If we consider the two most representative models, i.e. the Athenians and the Spartans, we notice that the educational processes were already distinguished in their name: while the Athenian program was universally known as παιδεία (paideia), Spartans rather called it ἀγωγή (agōgē).
The παιδεία consisted of physical, cultural and psychological education aimed at achieving the individual’s harmonious participation to society through the assimilation of the Athenian ethos.
At the centre of παιδεία is the παῖς (pais), who concludes its education with a two-year period of ephebeia, preparing itself for the military tasks of the hoplite: the future citizen must share the ideology of the polis and take on his duties towards the community as a counterpart to those rights he would enjoy.

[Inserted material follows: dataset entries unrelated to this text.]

PR #92, opened 2023-10-07
Moving an object now takes RestrictToUnitValues into account

Arcnor:
When moving (and resizing) an object, the "RestrictToUnitValues" is only honored after the fact, which is a bit jarring in my opinion (you move it to some place, but after you let go of your mouse it slightly moves back to some invisible grid).

I've added code to fix this issue for movement, although I need some advice on how to proceed:
1. Code is very verbose, not sure if there is a leaner way of doing this. Moving once (instead of moving + adjusting) is obviously possible, but I used the same code from `StandardWireframeEditor::SnapSelectedToUnitValues()` for simplicity, as I'm not even sure of how to fetch the actual "X/Y" value given the levels of indirection present :).
2. Given the resizing code might also move the object to compensate, that one is even more difficult. It might be easier to be able to:
    a. Get existing coordinate value
    b. Adjust to integer value
    c. Set the new value instead of incrementing relatively.
...but this might not be possible at all, hence I'm asking for advice or hep on how to fix that part as well.

Thanks!

### DIFF
--- a/Gum/Wireframe/EditingManager.cs
+++ b/Gum/Wireframe/EditingManager.cs
@@ -136,40 +136,70 @@ namespace Gum.Wireframe
                 if (SelectedState.Self.SelectedInstances.Count() == 0 && 
                     (SelectedState.Self.SelectedComponent != null || SelectedState.Self.SelectedStandardElement != null))
                 {
+                    var selfSelectedElement = SelectedState.Self.SelectedElement;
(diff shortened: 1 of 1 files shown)


vchelaru:
Closing this PR as this was fixed with a different approach

91803e35e2120809ad2f476ed5ab79db44adb24a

Until the ephebeia, however (so for eighteen years), families were totally free to choose the teachers and the educative paths for their children according to their own economic availability.
At the centre is Sparta: young Spartans certainly had to find a great physical and moral strength to resist the tests, imitating the example of the best and the greatest, up until the real initiation constituted by trials of courage and resistance. The Spartan ἀγωγή probably reflected the oldest type of Greek education stiffened by the traditionalism of Sparta, for the polis literally controlled and ‘owned’ the children the time they turned seven until their death.
At any rate, in both cases the education was a matter of the state because the social identity was a fundamental pillar of the poleis and the individual was incorporated into a set of rules that constituted his identity. The πολίτης (politēs), that is the legal person, derived its very existence from the πόλις (polis).